Plasmids, a molecular cornerstone of antimicrobial resistance in the One Health era

Abstract

Antimicrobial resistance (AMR) poses a substantial threat to human health. The widespread prevalence of AMR is, in part, due to the horizontal transfer of antibiotic resistance genes (ARGs), typically mediated by plasmids. Many of the plasmid-mediated resistance genes in pathogens originate from environmental, animal or human habitats. Despite evidence that plasmids mobilize ARGs between these habitats, we have a limited understanding of the ecological and evolutionary trajectories that facilitate the emergence of multidrug resistance (MDR) plasmids in clinical pathogens. One Health, a holistic framework, enables exploration of these knowledge gaps. In this Review, we provide an overview of how plasmids drive local and global AMR spread and link different habitats. We explore some of the emerging studies integrating an eco-evolutionary perspective, opening up a discussion about the factors that affect the ecology and evolution of plasmids in complex microbial communities. Specifically, we discuss how the emergence and persistence of MDR plasmids can be affected by varying selective conditions, spatial structure, environmental heterogeneity, temporal variation and coexistence with other members of the microbiome. These factors, along with others yet to be investigated, collectively determine the emergence and transfer of plasmid-mediated AMR within and between habitats at the local and global scale.

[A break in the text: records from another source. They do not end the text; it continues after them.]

PR #1742, opened 2022-05-11
Revert "add Ubuntu 22.04 Jammy to pbuilder"

evgeni:
This reverts commit 60e38cdcb1a3037afba9d1c2f3f25fd1fe6e4d68.

Jammy uses zstd compression, which dpkg in Debian can't handle: https://bugs.debian.org/892664
This means we cannot bootstrap a Jammy chroot on our Debian-based build infrastructure.


evgeni:
might not be needed once we have https://github.com/theforeman/foreman-infra/pull/1741

PR #1747, opened 2022-05-18
don't fail if there is no moduledata to remove

evgeni:
when merging a fresh repo, there is only one modules.yaml.gz present
and that already gets removed by modifyrepo_c in the previous step.


evgeni:
cc @Odilhao this should fix the publishing error we've seen yesterday in katello 4.5

ehelms (approved):

PR #1751, opened 2022-05-25
Add GNU v3 License

ehelms:
Looking through the licenses of the external modules, they are all Apache or GPL v3. According to https://www.apache.org/licenses/GPL-compatibility.html I think that means we need to license the repository as GPL v3.


evgeni:
To the best of my understanding (IANAL!) the license of the individual modules doesn't have to influence our choice of license, as we never distribute a "binary" representation of the modules with our own code (the puppet catalog would be such a thing, but that is only distributed between our, private, systems).

That said, I am fine with whichever license you pick, as long as we can assume in good faith that all previous contributors also do that.

ehelms:
Fair -- I was going by the note we had " Figure out what license we should use based on the software we import (is Apache compatible with GPL? If yes, let's use it)". I would prefer Apache.. but I was unsure.

evgeni (approved):
I am good with this (re-)licensing!

ehelms:
@theforeman/infrastructure-contributors @theforeman/infrastructure-maintainers Please review this addition of a LICENSE to the repository and add a Github approval if you are OK with the change.

melcorr (approved):

ehelms:
I intend to merge one week from today.

https://github.com/orgs/theforeman/teams/infrastructure-contributors https://github.com/orgs/theforeman/teams/infrastructure-maintainers Please review this addition of a LICENSE to the repository and add a Github approval if you are OK with the change. Please reject if you have a concern and raise said concern for discussion.

PR #1752, opened 2022-05-26
Add puppet/postfix to have available in Foreman

ehelms:


ekohl:
This doesn't add the dependencies. I'm going to pick this up to fix on Jenkins, where we need it.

FIG. 1:. Mechanisms of horizontal gene transfer (HGT).

Transformation (top left), transduction (top middle), conjugation (top right), nanotubes (bottom left), gene transfer agents (bottom middle), and membrane vesicles (bottom right). Transformation, transduction, and conjugation are the most well recognized in spread of AMR. Gene transfer agents, nanotubes, and membrane vesicles are other less recognized mechanisms of HGT whose role in spread of AMR remains largely unexplored.

FIG. 2:. Antibiotic resistance gene (ARG) spread under a One Health Framework.

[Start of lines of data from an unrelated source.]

PR #568, opened 2017-10-05
Refactor node initial pose (move to constant data).

ojura:
Partially replaces #541.

PR #569, opened 2017-10-05
Deserialize trajectory nodes

ojura:
Partially replaces #541. Depends on ~~#568~~ (merged), and ~~also on #567 in a way (`AddNodeFromProto` does not take a `trajectory_id`, following how `AddSubmapFromProto` is changed in #567~~).

### DIFF
--- a/cartographer/mapping/map_builder.cc
+++ b/cartographer/mapping/map_builder.cc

Different biological levels at which ARG spread occurs (A-C). Plasmids do not only play an important role in the spread of ARG between bacteria within a microbiome (white stars in A), and between microbiomes within a habitat (black arrows in B), but they are also pivotal for spreading ARG between habitats (C). A hypothetical pathway of a resistance plasmid from a cow to a human is depicted under (D). The spread of a plasmid can occur at areas of confluence, where microbiomes between two environments overlap. An example of such an area of confluence in farm settings arises when workers interact with cows. In this interaction, a plasmid can spread directly between animal and human bacteria (top pathway), or bacteria from the cow microbiome can survive long enough in the human microbiome to subsequently spread their plasmid (bottom pathway).

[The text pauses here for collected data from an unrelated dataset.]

Issue #508, opened 2017-09-07
Range data is no longer kept around


ojura:
In recent PRs (#503, #488), keeping range data in memory (in trajectory nodes) has been removed from libcartographer. Users of libcartographer who used this data (e.g for realtime map rebuilding as discussed in https://github.com/googlecartographer/cartographer_ros/issues/475, or to implement something like #415) are now out of luck.

Would you consider bringing this back, for example as a configurable option (either runtime or compile time)? This way, if you require the range data, you can sacrifice some memory and keep it around; otherwise (and by default), behavior is like in the present implementation, with reduced memory usage. This would be the best of both worlds. Then, for example, the realtime map building functionality would depend on this option being enabled; otherwise, you have to use the assets writer, which would retrieve the range data from the bag.

wohe:
I think this discussion is already spread out over too many issues. I can just reiterate:

- Memory consumption dropped significantly since we no longer have to keep range data around.
- Real-time rebuilding of submaps for SLAM is not something I see us adding in favor of improved CPU usage and memory consumption; improving submap quality by improving the performance of local SLAM seems like the better approach to me.
- If you are unsatisfied with the current performance of the assets writer, I'd prefer to concentrate on getting this fixed, e.g. as discussed in googlecartographer/cartographer_ros#475.

ojura:
Perhaps I focused too much on the map rebuilding thing here -- that is not the only reason why I would like to keep the range data available. I agree that all discussion regarding map rebuilding belongs in other issues.

I wanted to focus in this issue that, as a user of libcartographer, I had been using the range data, and I would like to continue to do so. Of course, I can keep a fork where I retain this. I thought that allowing the library user to decide for themselves whether to keep the range data in memory would be an acceptable compromise which could end up in upstream, thus negating the need for a fork.

wohe:
I think I'm missing some context here. Of course you should not have to fork. If you're using range data outside of SLAM why is it not easily possible to keep it around in code separate from the SLAM library? That would seem to achieve better separation of concerns.

ojura:
> I think I'm missing some context here.

Sure. For example, among other uses, we are using the point clouds for visualization purposes, and having them stored inside trajectory nodes enabled us to visualize what the rangefinder device had seen at a particular point on the trajectory. 

[...]

PR #574, opened 2017-10-06
Add local SLAM result callback.

ojura:
Depends on ~~#619~~ (merged) and ~~#617~~ (merged).
Related to #508.

Also, if cartographer_ros is going to use this, and we wish to serialize the saved range data, that will have to be handled in cartographer_ros, right?

### DIFF
--- a/cartographer/mapping/global_trajectory_builder.h
+++ b/cartographer/mapping/global_trajectory_builder.h
@@ -29,12 +29,14 @@ template <typename LocalTrajectoryBuilder,
 class GlobalTrajectoryBuilder
     : public mapping::GlobalTrajectoryBuilderInterface {
  public:
-  GlobalTrajectoryBuilder(const LocalTrajectoryBuilderOptions& options,
-                          const int trajectory_id,
-                          SparsePoseGraph* const sparse_pose_graph)
+  GlobalTrajectoryBuilder(
+      const LocalTrajectoryBuilderOptions& options, const int trajectory_id,
+      SparsePoseGraph* const sparse_pose_graph,
+      const AccumulatedRangeDataCallback& accumulated_range_data_callback)
       : trajectory_id_(trajectory_id),
         sparse_pose_graph_(sparse_pose_graph),
-        local_trajectory_builder_(options) {}
+        local_trajectory_builder_(options),
+        accumulated_range_data_callback_(accumulated_range_data_callback) {}
   ~GlobalTrajectoryBuilder() override {}
 
   GlobalTrajectoryBuilder(const GlobalTrajectoryBuilder&) = delete;
@@ -62,6 +64,11 @@ class GlobalTrajectoryBuilder
               matching_result->insertion_result->insertion_submaps));
       CHECK_EQ(node_id->trajectory_id, trajectory_id_);
     }
+    if (accumulated_range_data_callback_) {
+      accumulated_range_data_callback_(
+          trajectory_id_, matching_result->time, matching_result->local_pose,
+          std::move(matching_result->range_data_in_local), std::move(node_id));
+    }
   }
 
   void AddSensorData(const sensor::ImuData& imu_data) override {
@@ -85,6 +92,7 @@ class GlobalTrajectoryBuilder
   const int trajectory_id_;
   SparsePoseGraph* const sparse_pose_graph_;
   LocalTrajectoryBuilder local_trajectory_builder_;
+  AccumulatedRangeDataCallback accumulated_range_data_callback_;
 };
 
 }  // namespace mapping
--- a/cartographer/mapping/global_trajectory_builder.h
+++ b/cartographer/mapping/global_trajectory_builder.h
@@ -32,11 +32,11 @@ class GlobalTrajectoryBuilder
   GlobalTrajectoryBuilder(
       const LocalTrajectoryBuilderOptions& options, const int trajectory_id,
       SparsePoseGraph* const sparse_pose_graph,
-      const AccumulatedRangeDataCallback& accumulated_range_data_callback)
+      const LocalSlamResultCallback& local_slam_result_callback)
       : trajectory_id_(trajectory_id),
         sparse_pose_graph_(sparse_pose_graph),
         local_trajectory_builder_(options),
-        accumulated_range_data_callback_(accumulated_range_data_callback) {}
+        local_slam_result_callback_(local_slam_result_callback) {}
   ~GlobalTrajectoryBuilder() override {}
 
   GlobalTrajectoryBuilder(const GlobalTrajectoryBuilder&) = delete;
@@ -64,8 +64,8 @@ class GlobalTrajectoryBuilder
               matching_result->insertion_result->insertion_submaps));
       CHECK_EQ(node_id->trajectory_id, trajectory_id_);
     }
-    if (accumulated_range_data_callback_) {
-      accumulated_range_data_callback_(
+    if (local_slam_result_callback_) {
+      local_slam_result_callback_(
           trajectory_id_, matching_result->time, matching_result->local_pose,
           std::move(matching_result->range_data_in_local), std::move(node_id));
     }
@@ -92,7 +92,7 @@ class GlobalTrajectoryBuilder
   const int trajectory_id_;
   SparsePoseGraph* const sparse_pose_graph_;
   LocalTrajectoryBuilder local_trajectory_builder_;
-  AccumulatedRangeDataCallback accumulated_range_data_callback_;
+  LocalSlamResultCallback local_slam_result_callback_;
 };
 
 }  // namespace mapping
--- a/cartographer/mapping/global_trajectory_builder_interface.h
+++ b/cartographer/mapping/global_trajectory_builder_interface.h
@@ -62,7 +62,7 @@ class GlobalTrajectoryBuilderInterface {
   // A callback which is called after local SLAM processes an accumulated
   // 'sensor::RangeData'. If the data was inserted into a submap, reports the
   // assigned 'NodeId', otherwise 'nullptr' if the data was filtered out.
-  using AccumulatedRangeDataCallback =
+  using LocalSlamResultCallback =
       std::function<void(int /* trajectory ID */, common::Time,
                          transform::Rigid3d /* local pose estimate */,
                          sensor::RangeData /* in local frame */,
--- a/cartographer/mapping/global_trajectory_builder_interface.h
+++ b/cartographer/mapping/global_trajectory_builder_interface.h
@@ -58,6 +58,15 @@ class GlobalTrajectoryBuilderInterface {
   virtual void AddSensorData(const sensor::OdometryData& odometry_data) = 0;
   virtual void AddSensorData(
       const sensor::FixedFramePoseData& fixed_frame_pose) = 0;
+
+  // A callback which is called after local SLAM processes an accumulated
+  // 'sensor::RangeData'. If the data was inserted into a submap, reports the
+  // assigned 'NodeId', otherwise 'nullptr' if the data was filtered out.
+  using AccumulatedRangeDataCallback =
+      std::function<void(int /* trajectory ID */, common::Time,
+                         transform::Rigid3d /* local pose estimate */,
+                         sensor::RangeData /* in local frame */,
+                         std::unique_ptr<const mapping::NodeId>)>;
 };
 
 }  // namespace mapping
--- a/cartographer/mapping/map_builder.cc
+++ b/cartographer/mapping/map_builder.cc
@@ -55,10 +55,10 @@ proto::MapBuilderOptions CreateMapBuilderOptions(
 
 MapBuilder::MapBuilder(
     const proto::MapBuilderOptions& options,
-    const AccumulatedRangeDataCallback& accumulated_range_data_callback)
+    const LocalSlamResultCallback& local_slam_result_callback)
     : options_(options),
       thread_pool_(options.num_background_threads()),
-      accumulated_range_data_callback_(accumulated_range_data_callback) {
+      local_slam_result_callback_(local_slam_result_callback) {
   if (options.use_trajectory_builder_2d()) {
     sparse_pose_graph_2d_ = common::make_unique<mapping_2d::SparsePoseGraph>(
         options_.sparse_pose_graph_options(), &thread_pool_);
@@ -88,7 +88,7 @@ int MapBuilder::AddTrajectoryBuilder(
                 mapping_3d::SparsePoseGraph>>(
                 trajectory_options.trajectory_builder_3d_options(),
                 trajectory_id, sparse_pose_graph_3d_.get(),
-                accumulated_range_data_callback_)));
+                local_slam_result_callback_)));
   } else {
     CHECK(trajectory_options.has_trajectory_builder_2d_options());
     trajectory_builders_.push_back(
@@ -100,7 +100,7 @@ int MapBuilder::AddTrajectoryBuilder(
                 mapping_2d::SparsePoseGraph>>(
                 trajectory_options.trajectory_builder_2d_options(),
                 trajectory_id, sparse_pose_graph_2d_.get(),
-                accumulated_range_data_callback_)));
+                local_slam_result_callback_)));
   }
   if (trajectory_options.pure_localization()) {
     constexpr int kSubmapsToKeep = 3;
--- a/cartographer/mapping/map_builder.cc
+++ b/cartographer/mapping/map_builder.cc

FIG. 3:. Meta-analysis on plasmids in PLSDB database.

Plasmids were classified according to the source of isolation, i.e. the habitat they were found in: Animal, Environment, or Human. A) Breakdown of habitats that plasmids with and without ARG were classified into. B) Breakdown of the number of plasmid borne antibiotic resistance genes (ARG) that were detected solely in one habitat, or in each combination of habitats. For example, there were ~ 120 ARG that were found only on plasmids in samples of Human origin. The second highest category was of ARG that were found on plasmids in all three habitats (Animal, Environment, and Human). C) Detection of a subset of ARG conferring resistance to clinically important antibiotics in the three habitats. For each gene, the percentage of plasmids within each habitat that carry that gene is shown. The bars at the bottom depict the number of habitats in which at least one plasmid carried that gene; Red = All three habitats, Black = two out of three, White= only one. Methods about this meta-analysis are detailed in the supplementary material.

FIG. 4:. In natural communities, plasmid fate is determined by multiple compounding factors at multiple biological scales.

Each box shows a biological scale in which different factors can affect plasmid ecology and evolution in natural settings. Text within each box provides a non-exhaustive list of those factors.